2017 ALL MR (Cri) JOURNAL 480
(DELHI HIGH COURT)

PRATIBHA RANI, J.

Arif Vs. State (Govt. of NCT of Delhi)

CRL.A.491 of 2017

25th August, 2017.

Petitioner Counsel: Mr. PARIKSHIT MAHIPAL
Respondent Counsel: Mr. KEWAL SINGH AHUJA

Penal Code (1860), Ss.376(2)(i), 376, 354 - Protection of Children from Sexual Offences Act (2012), S.6 - Rape on minor - Appeal against conviction - Victim aged 3 years - Statement of complainant-father of victim that he saw his daughter being sit in lap of accused and private part of accused was wet due to ejaculation - Finding of trial Court that there was no penile penetration, not challenged by State - Hence, he could be convicted only for committing attempt to rape u/S.376 r.w. S.511 IPC - Sentence modified accordingly. (Paras 10, 14, 15)

Cases Cited:
Guddu @ Santosh Vs. State of Madhya Pradesh, Appeal (Crl.) No.1491/2005, Dt.27.4.2006 [Para 6,13]
Mohammed Kunju Vs. State of Kerala, 2007 Crl.L.J. 3929 [Para 6]
Koppula Venkat Rao Vs. State of Andhra Pradesh, AIR 2004 SC 1874 [Para 11]
Aman Kumar & Anr. Vs. State of Haryana, (2004) 4 SCC 379 [Para 13]


JUDGMENT

JUDGMENT :- The appellant/convict Arif has preferred this appeal feeling aggrieved by the judgment dated 15th March, 2017 and order on sentence dated 16th March, 2017 whereby he has been held guilty for committing the offence punishable under Section 376(2)(i) of Indian Penal Code and sentenced to undergo RI for ten years with fine of ' 1000/- and in default of payment of fine to undergo SI for one month

2. Case FIR No.406/2013 (Ex.PW3/A) under Section 354/376 IPC was registered at PS Bhajan Pura on the basis of complaint Ex.PW1/A made by Sh.Maqsood Alam - father of the child victim. As per the said complaint, on 30th September, 2013 at about 1.00 pm, he was present at his house and his three years old daughter 'M' (name withheld to conceal her identity) who was playing, went outside the house. After some time, when he came out to look for his daughter and was searching for her in the neighbouring house, he saw the convict Arif in nude condition and his daughter was also in nude condition at that time. The convict was committing 'galat kaam' with her. He apprehended Arif. On hearing noise certain persons collected there. The complainant informed his brother and after his arrival, the police was informed. The child victim was sent for medical examination to GTB Hospital. The convict Arif, who was arrested from the spot, was also sent for medical examination. After completion of investigation, he was sent to face trial for the offence punishable under Section 354/376 IPC.

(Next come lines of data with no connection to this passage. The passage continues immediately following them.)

PR #4581, opened 2023-08-24
Added fix to .form-error width

lucascumsille:
Fixes: https://github.com/mysociety/societyworks/issues/3873

Another alternative to accomplish the same result was to use `width: fit-content`, but it's not supported by IE11. Not that it matter according to [GOVUK](https://www.gov.uk/service-manual/technology/designing-for-different-browsers-and-devices). Let me know if you prefer me to use that property instead.

### Before
Screenshot 2023-08-24 at 11 08 14

### After
Screenshot 2023-08-24 at 11 07 50

[Skip changelog]

### DIFF
--- a/web/cobrands/sass/_layout.scss
+++ b/web/cobrands/sass/_layout.scss
@@ -768,7 +768,8 @@ textarea{
 /* form errors */
 div.form-error,
 p.form-error {
-  display:block;
+  display: block;
+  width: fit-content;
 }
 
 input.form-error,


dracos (changes requested):
Happy for you to use width: fit-content if that's the modern standard way of doing it - it's still functional fine in IE11, which is all we need.

dracos (approved):
Thanks :)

3. On 30th January, 2014, the convict was charged for committing the offence punishable under Section 6 of POCSO Act for committing penetrative sexual assault on the child victim and on 25th October, 2016, in the alternative, the convict was charged for committing the offence punishable under Section 376 IPC.

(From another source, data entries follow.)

PR #4583, opened 2023-08-24
Added GOVUK styling to 'Show my name publicly'

lucascumsille:
Fixes: https://github.com/mysociety/societyworks/issues/3825
Part of this milestone: https://github.com/mysociety/societyworks/milestone/99

Screenshot 2023-08-24 at 11 52 45

Screenshot 2023-08-24 at 11 52 24

[Skip changelog]


templates/web/base/header.html
```diff
@@ -22,6 +22,7 @@
         [% INCLUDE 'header/css.html' %]
         [% INCLUDE 'common_header_tags.html' %]
         [% TRY %][% PROCESS 'header_extra.html' %][% CATCH file %][% END %]
+        <link rel="stylesheet" href="/vendor/govuk-frontend/forms.css">
```
dracos, line 25: Could this be in header/css.html (two templates), and then all the other includes of it in various header_extra.html etc can be removed.

dracos (changes requested):
This one seems the smallest so thought might as well use this to get the forms.css in core properly and everywhere?

lucascumsille:
@dracos Thanks for the feedback. I just pushed a commit that adds the GOVUK stylesheet to core and then I removed it from all the `header_extra`

dracos:
Thanks. After some more investigation of this, we can import this in base.scss, replacing the radios.css that is already there (which is a subset of this CSS). I've force-pushed this branch with that change, let me know that it's still okay for you.

(Both files are being generated from https://github.com/mysociety/fixmystreet.com/tree/master/css if we ever need to make changes at source.)

lucascumsille:
> Thanks. After some more investigation of this, we can import this in base.scss, replacing the radios.css that is already there (which is a subset of this CSS). I've force-pushed this branch with that change, let me know that it's still okay for you.
> 
> (Both files are being generated from https://github.com/mysociety/fixmystreet.com/tree/master/css if we ever need to make changes at source.)

Thanks =) yeah it's fine with me and I can see it working.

4. Initially the convict was produced before Juvenile Court as he claimed himself to be a juvenile but subsequently on the basis of his date of birth recorded in the school certificates Ex.PW17/H and H1 and the report of ossification test Ex.PW17/L, he was held not to be a juvenile.

5. Vide impugned judgment, the convict has been held guilty for committing the offence punishable under Section 376(2)(i) IPC observing that the sentence provided under Section 376(2)(i) IPC is more severe and greater in degree than that provided under Section 6 of POCSO Act.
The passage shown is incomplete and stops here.